The problems of cryptocurrency
In the speech, Carstens organises his criticism of cryptocurrency into three sections:
#1 – Debasement
He compares the forking of blockchains to the minting of private currency, as described above, and the practice of Kipper und Wipperzeit – the physical clipping of coins as practiced in the pre-unification German states during the Thirty Years War (1618–48), which was “associated with one of the most severe economic crises ever recorded”. He notes that this crisis was, incidentally, solved by the actions of public deposit banks (“precursors of modern central banks”).
His argument is that forks dilute the value of the original currency. He mentions the 19 forks of Bitcoin in 2017 as an example.
#2 – Trust
With cryptocurrency, Carstens argues, no individual or institution is liable, and “concentration of their ownership, could make them even less trustworthy.” He accuses them of piggybacking “on the same institutional infrastructure that serves the overall financial system and on the trust that it provides.”
#3 – Inefficiency
Carsten says that volatility makes cryptocurrency a poor means of payment and “a crazy way to store value”, and the amount of electricity needed to run a blockchain means that “DLT-based systems are very expensive to run and slower and much less efficient to operate than conventional payment and settlement systems.”
Thus, the only real value that Carstens can see is the capacity for use in illegality: “There is a strong case for policy intervention.”
Conclusion
“While not fully immune from the temptation to cheat, central banks as an institution are hard to beat in terms of safeguarding society’s economic and political interest in a stable currency.”
Carstens argues that it is imperative that central banks act pre-preemptively “to safeguard payment systems”, because although the cryptocurrency-based economy is at the present time relatively small, it could grow to “become a threat to financial stability.”
He considers it “alarming” that some banks offer Bitcoin ATMs, because in his opinion Bitcoin is masquerading as a currency while relying “on the oxygen provided by the connection to standard means of payments and trading apps that link users to conventional bank accounts.”
Questionable history
The BIS is often called the ‘central bank of central banks’. It has quite a history – established in 1930 by the victorious nations of the First World War, its original purpose was to facilitate German reperations as stipulated in the Treaty of Versaille. This purpose didn’t last for long, because Germany by that time was in no state to continue paying.
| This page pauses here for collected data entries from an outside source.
PR #1654, opened 2021-11-12
refactor: stop using mpatch

alexmt:
Signed-off-by: Alexander Matyushentsev <AMatyushentsev@gmail.com>

Unit tests are failing on mac :( Looks like https://github.com/undefinedlabs/go-mpatch does not work well on the latest mac os versions. There is no ARM support as well: https://github.com/undefinedlabs/go-mpatch/issues/2 . The ARM support was requested in 2020, so unlikely it will be supported. 

I suggest to stop using https://github.com/undefinedlabs/go-mpatch. PR removes the usage in one place. We still use the library in `controller_test.go#newFixture`

### DIFF
--- a/analysis/analysis.go
+++ b/analysis/analysis.go
@@ -7,17 +7,17 @@ import (
 	"sync"
 	"time"
 
-	"k8s.io/utils/pointer"
-
 	log "github.com/sirupsen/logrus"
 	corev1 "k8s.io/api/core/v1"
 	metav1 "k8s.io/apimachinery/pkg/apis/meta/v1"
+	"k8s.io/utils/pointer"
 
 	"github.com/argoproj/argo-rollouts/pkg/apis/rollouts/v1alpha1"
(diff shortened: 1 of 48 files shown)


jessesuen (commented):
You removed one instance, but there are 3 others so we haven't removed the dependency completely since the go.mod/go.sum haven't been affected.

I think you either have to modify the other tests to remove it or:

If you are emboldened, we could switch our code to use a `util/time.Now()` helper which is can be overwritten by unit tests

alexmt:
Good suggestion @jessesuen .

I've introduced `util/time` package and using it instead of `time.Now`/`metav1.Now`. I was planning to make minimal possible changes. It appears that I had to change a lot to make tests pass. The PR is big but all changes just additional import and switch to `timeutil.Now`/`timeutil.MetaNow` function.

PTAL

jessesuen (approved):

PR #1663, opened 2021-11-18
fix: Promote-full with TrafficRouting waits for all canary pods to come up

### LINKED ISSUE #1580: Promote-full with traffic splitting doesn't wait for new pods to be ready
## Summary 

When using the promote-full option with traffic splitting, 100% of traffic is immediately sent to the new ReplicaSet, even if it is not scaled up enough to handle the traffic.

Instead, it should immediately scale up the new RS to full size, but wait to adjust the traffic split as the new pods become ready.  I had thought this was the difference between set weight and actual weight, but that doesn't seem to be the case (maybe someone could help me understand what the difference is then?)

As a side effect when using the new `dynamicStableScale` feature in 1.1, this means that the old RS gets immediately scaled down and we could be left with very few running/ready pods.  I think this is a symptom of the above root cause though, and I guess the traffic split is set to send all traffic to the new RS anyway.

## Diagnostics

Rollouts 1.1

---

khhirani:
Fixes #1580 


harikrongali:
@khhirani can you add unit test?

alexmt (approved):

Issue #1581, opened 2021-10-14
Dashboard should allow promote/promote-full at any time


bpoland:
# Summary

Currently the rollout dashboard disables the promote and promote-full buttons at certain points (seems to be when scaling canary/setting weight requires pods to be started and become ready).  The CLI options do not have this restriction, so I think the dashboard should also allow promoting at any time.

# Use Cases

When I want to promote/promote-full while pods are starting

---

**Message from the maintainers**:

Impacted by this bug? Give it a 👍. We prioritize the issues with the most 👍.

jessesuen:
Yes, this seems reasonable. Promote and promote-full should be available anytime during an update (but not when fully rollouted out at a steady state).

For reference, here is when Argo CD presents them as options (resume is similar to promote in the UI).
https://github.com/argoproj/argo-cd/blob/master/resource_customizations/argoproj.io/Rollout/actions/discovery.lua

PR #1669, opened 2021-11-24
fix: dashboard promote buttons disabled during deploy

bpoland:
- keep promote and abort buttons enabled while deploying
- disable them at all other times
- also, only enable retry button when Rollout is degraded

Fixes https://github.com/argoproj/argo-rollouts/issues/1581

Signed-off-by: Ben Poland <ben.poland@faire.com>

Checklist:

### DIFF
--- a/ui/src/app/components/rollout-actions/rollout-actions.tsx
+++ b/ui/src/app/components/rollout-actions/rollout-actions.tsx
@@ -18,6 +18,7 @@ export const RolloutActionButton = (props: {action: RolloutAction; rollout: Roll
     const namespaceCtx = React.useContext(NamespaceContext);
 
     const restartedAt = formatTimestamp(props.rollout.restartedAt || '');
+    const isDeploying = props.rollout.status === RolloutStatus.Progressing || props.rollout.status === RolloutStatus.Paused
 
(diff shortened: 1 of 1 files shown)


ui/src/app/components/rollout-actions/rollout-actions.tsx
```diff
@@ -36,6 +37,7 @@ export const RolloutActionButton = (props: {action: RolloutAction; rollout: Roll
                 label: 'RETRY',
                 icon: 'fa-redo-alt',
                 action: api.rolloutServiceRetryRollout,
+                disabled: props.rollout.status !== RolloutStatus.Degraded,
```
harikrongali, line 40: why is this added? you can retry degraded rollout as well

bpoland: Yes I think the button should only be enabled when the rollout is degraded, right?  The double negative is a little confusing :)

harikrongali: i misread the line..yes you are correct

harikrongali (approved):

alexmt (approved):

PR #1679, opened 2021-12-02
feat: increase default QPS/Burst to 40/80. Allow values to be tunable

jessesuen:

### DIFF
--- a/cmd/rollouts-controller/main.go
+++ b/cmd/rollouts-controller/main.go
@@ -48,6 +48,8 @@ func newCommand() *cobra.Command {
 		metricsPort          int
 		healthzPort          int
 		instanceID           string
+		qps                  float32
+		burst                int
 		rolloutThreads       int
 		experimentThreads    int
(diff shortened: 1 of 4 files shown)


huikang (approved):
LGTM

cmd/rollouts-controller/main.go
```diff
@@ -48,6 +48,8 @@ func newCommand() *cobra.Command {
 		metricsPort          int
 		healthzPort          int
 		instanceID           string
+		qps                  float32
```
agrawroh, line 51: Does it make sense to have QPS also as an `int` instead of a `float`?

huikang: I think this is to make it consistent with the client-go type: https://github.com/kubernetes/client-go/blob/d85d0d914a32b2cd96ebfd5f65f2087d6272f70c/rest/config.go#L45

rbreeze (approved):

During the Second World War, the bank was supposed to be neutral. However prominent Nazis and German industrialists sat on its managing board and it was a great help to Nazi Germany, processing the state’s plundered loot. As a result of this the bank was marked for liquidiation by the unimpressed Allied powers after the war. However this didn’t happen, and the bank took on the new role of maintaining international currency convertibility.
Since the 1970s, its mandate has been to maintain international financial stability. It provides banking services to institutions such as the European Central Bank and Federal Reserve from its base in Basel.